WORK REQUIRED
Could you return every record below exactly as it is written?
[DATA SUPPLIED — start]
PR #3580, opened 2019-03-24
basic python.html fix-up 

skef:
Fix UnicodeNames2... table markup
Move top-level names and descriptions outside of tables
Correct faulty use of "id"
Minor changes

Not great, but not wrong and could do for a while.

### DIFF
--- a/doc/html/python.html
+++ b/doc/html/python.html
@@ -55,10 +55,9 @@
 <BLOCKQUOTE>
 <PRE>fontforge -c 'open(argv[1]).generate(argv[2])'</PRE>
 </BLOCKQUOTE>
-  <TABLE id="module" border=1>
-    <CAPTION>
-      <A NAME="psMat">psMat</A>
[DATA SUPPLIED — finish]
OUTPUT FOR THIS TASK
PR #3580, opened 2019-03-24
basic python.html fix-up 

skef:
Fix UnicodeNames2... table markup
Move top-level names and descriptions outside of tables
Correct faulty use of "id"
Minor changes

Not great, but not wrong and could do for a while.

### DIFF
--- a/doc/html/python.html
+++ b/doc/html/python.html
@@ -55,10 +55,9 @@
 <BLOCKQUOTE>
 <PRE>fontforge -c 'open(argv[1]).generate(argv[2])'</PRE>
 </BLOCKQUOTE>
-  <TABLE id="module" border=1>
-    <CAPTION>
-      <A NAME="psMat">psMat</A>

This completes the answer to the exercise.